**Work item:**
A complete, exact retyping of the data below is required.

(Input data Opens)

PR #1665, opened 2022-10-16
config: add scripts for Wiktionary's show/hide toggles

### LINKED ISSUE #1033: Wiktionary translations can't be shown

zhuowei:
This fixes #1033.

The `ext.gadget.VisibilityToggles` and `ext.gadget.defaultVisibilityToggles` only seem to exist on Wiktionary: when I tested with English Wiktionary, they fixed the toggles. When I tested with English Wikipedia, the scripts returned `mw.loader.state({
    "ext.gadget.defaultVisibilityToggles": "missing"
});`

I can't find any good way to determine whether a wiki uses toggles: https://phabricator.wikimedia.org/T161278 seems to suggest that the API doesn't surface gadgets in `modulescripts`?

@ MananJethwani found that it's not possible to scrape them from `RLPAGEMODULES` either, at least through the API: https://www.mediawiki.org/wiki/Topic:W2g7t4u4whlmkqho

Is there a way to add these for Wiktionary only, maybe via Wiktionary's Zimfarm config instead? Or maybe pull the wiki's homepage via the regular, non-API endpoint and check for gadget scripts?

### DIFF
--- a/src/config.ts
+++ b/src/config.ts
@@ -63,7 +63,9 @@ const config = {
           'mediawiki.page.gallery.styles',
           'mediawiki.skinning.content.parsoid'].join('|'),
       ],
-      js: ['startup', 'jquery', 'mediawiki.base', 'site', 'mediawiki.util', 'mediawiki.page.ready'],
+      js: ['startup', 'jquery', 'mediawiki.base', 'site', 'mediawiki.util', 'mediawiki.page.ready',
+        'jquery.cookie', 'mediawiki.cookie', 'mediawiki.storage', 'ext.gadget.VisibilityToggles',
+        'ext.gadget.defaultVisibilityToggles'],
     },
 
     // Output directories for storing mw related js and css resources


kelson42:
@zhuowei Thank you for your PR, I will review it.

tacsipacsi:
Instead of importing a custom gadget from Wiktionary, I think you should import the standard module `jquery.makeCollapsible`, and convince English Wiktionary to use it. This will be present on any Wikimedia wiki, helping more users than importing the custom gadget. (Or maybe the standard module isn’t broken at all?) For example, Hungarian Wiktionary uses the standard module, see https://hu.wiktionary.org/wiki/Sablon:trans-top as an example (unfortunately I couldn’t test whether it works, as Kiwix doesn’t seem to work on my Android 12 phone at all).

zhuowei:
> Hungarian Wiktionary uses the standard module

I checked: Hungarian Wiktionary on Desktop shows the box fully expanded by default; tapping it closes it - the opposite of English Wiktionary.

On mobile, it always shows the box expanded without any way to collapse it: https://hu.m.wiktionary.org/wiki/világ%C3%ADtótorony

Kiwix does the same as mobile currently, and always shows the box expanded: https://library.kiwix.org/wiktionary_hu_all_nopic_2022-09/A/világ%C3%ADtótorony

I did look into adding a CSS override that would force the infobox open on English Wiktionary, but I'd rather get the show/hide toggle working if possible.

tacsipacsi:
> I checked: Hungarian Wiktionary on Desktop shows the box fully expanded by default; tapping it closes it - the opposite of English Wiktionary.

True, due to the low number of languages per article, I decided not to collapse them by default. But this is just a matter of configuration: adding the `mw-collapsed` class would make it collapsed by default.

> On mobile, it always shows the box expanded without any way to collapse it: [https://hu.m.wiktionary.org/wiki/világ%C3%ADtótorony](https://hu.m.wiktionary.org/wiki/vil%C3%A1g%C3%ADt%C3%B3torony)

Oh yeah, maybe I should advocate for the standard module to work on mobile first…

> Kiwix does the same as mobile currently, and always shows the box expanded: [https://library.kiwix.org/wiktionary_hu_all_nopic_2022-09/A/világ%C3%ADtótorony](https://library.kiwix.org/wiktionary_hu_all_nopic_2022-09/A/vil%C3%A1g%C3%ADt%C3%B3torony)

Does Kiwix use the mobile or desktop/default versions of modules (where this matters)? If the desktop/default one, importing `jquery.makeCollapsible` would add collapsibility on huwiktionary in Kiwix regardless of it not working on the mobile web.

kelson42:
@zhuowei I still don’t have tested, but two remarks already:
* Obviously it has to continue to work with other sites like Wikipedia without generating errors
* Please add a comment in the code itself before the newly added modules, so we can understand the logic behind this… Maybe at some point the API will deliver the proper list and we will be able to remove this « custom » list!

kelson42:
@zhuowei I have superseeded this PR with #1701 to be able to add a comment. Even if the fix is not the perfect solution, this seems indeed the very best thing to do and this will make a lot of happy people. Thank you very much for this PR.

(Input data Closes)

**Your response:**
PR #1665, opened 2022-10-16
config: add scripts for Wiktionary's show/hide toggles

### LINKED ISSUE #1033: Wiktionary translations can't be shown

zhuowei:
This fixes #1033.

The `ext.gadget.VisibilityToggles` and `ext.gadget.defaultVisibilityToggles` only seem to exist on Wiktionary: when I tested with English Wiktionary, they fixed the toggles. When I tested with English Wikipedia, the scripts returned `mw.loader.state({
    "ext.gadget.defaultVisibilityToggles": "missing"
});`

I can't find any good way to determine whether a wiki uses toggles: https://phabricator.wikimedia.org/T161278 seems to suggest that the API doesn't surface gadgets in `modulescripts`?

@ MananJethwani found that it's not possible to scrape them from `RLPAGEMODULES` either, at least through the API: https://www.mediawiki.org/wiki/Topic:W2g7t4u4whlmkqho

Is there a way to add these for Wiktionary only, maybe via Wiktionary's Zimfarm config instead? Or maybe pull the wiki's homepage via the regular, non-API endpoint and check for gadget scripts?

### DIFF
--- a/src/config.ts
+++ b/src/config.ts
@@ -63,7 +63,9 @@ const config = {
           'mediawiki.page.gallery.styles',
           'mediawiki.skinning.content.parsoid'].join('|'),
       ],
-      js: ['startup', 'jquery', 'mediawiki.base', 'site', 'mediawiki.util', 'mediawiki.page.ready'],
+      js: ['startup', 'jquery', 'mediawiki.base', 'site', 'mediawiki.util', 'mediawiki.page.ready',
+        'jquery.cookie', 'mediawiki.cookie', 'mediawiki.storage', 'ext.gadget.VisibilityToggles',
+        'ext.gadget.defaultVisibilityToggles'],
     },
 
     // Output directories for storing mw related js and css resources


kelson42:
@zhuowei Thank you for your PR, I will review it.

tacsipacsi:
Instead of importing a custom gadget from Wiktionary, I think you should import the standard module `jquery.makeCollapsible`, and convince English Wiktionary to use it. This will be present on any Wikimedia wiki, helping more users than importing the custom gadget. (Or maybe the standard module isn’t broken at all?) For example, Hungarian Wiktionary uses the standard module, see https://hu.wiktionary.org/wiki/Sablon:trans-top as an example (unfortunately I couldn’t test whether it works, as Kiwix doesn’t seem to work on my Android 12 phone at all).

zhuowei:
> Hungarian Wiktionary uses the standard module

I checked: Hungarian Wiktionary on Desktop shows the box fully expanded by default; tapping it closes it - the opposite of English Wiktionary.

On mobile, it always shows the box expanded without any way to collapse it: https://hu.m.wiktionary.org/wiki/világ%C3%ADtótorony

Kiwix does the same as mobile currently, and always shows the box expanded: https://library.kiwix.org/wiktionary_hu_all_nopic_2022-09/A/világ%C3%ADtótorony

I did look into adding a CSS override that would force the infobox open on English Wiktionary, but I'd rather get the show/hide toggle working if possible.

tacsipacsi:
> I checked: Hungarian Wiktionary on Desktop shows the box fully expanded by default; tapping it closes it - the opposite of English Wiktionary.

True, due to the low number of languages per article, I decided not to collapse them by default. But this is just a matter of configuration: adding the `mw-collapsed` class would make it collapsed by default.

> On mobile, it always shows the box expanded without any way to collapse it: [https://hu.m.wiktionary.org/wiki/világ%C3%ADtótorony](https://hu.m.wiktionary.org/wiki/vil%C3%A1g%C3%ADt%C3%B3torony)

Oh yeah, maybe I should advocate for the standard module to work on mobile first…

> Kiwix does the same as mobile currently, and always shows the box expanded: [https://library.kiwix.org/wiktionary_hu_all_nopic_2022-09/A/világ%C3%ADtótorony](https://library.kiwix.org/wiktionary_hu_all_nopic_2022-09/A/vil%C3%A1g%C3%ADt%C3%B3torony)

Does Kiwix use the mobile or desktop/default versions of modules (where this matters)? If the desktop/default one, importing `jquery.makeCollapsible` would add collapsibility on huwiktionary in Kiwix regardless of it not working on the mobile web.

kelson42:
@zhuowei I still don’t have tested, but two remarks already:
* Obviously it has to continue to work with other sites like Wikipedia without generating errors
* Please add a comment in the code itself before the newly added modules, so we can understand the logic behind this… Maybe at some point the API will deliver the proper list and we will be able to remove this « custom » list!

kelson42:
@zhuowei I have superseeded this PR with #1701 to be able to add a comment. Even if the fix is not the perfect solution, this seems indeed the very best thing to do and this will make a lot of happy people. Thank you very much for this PR.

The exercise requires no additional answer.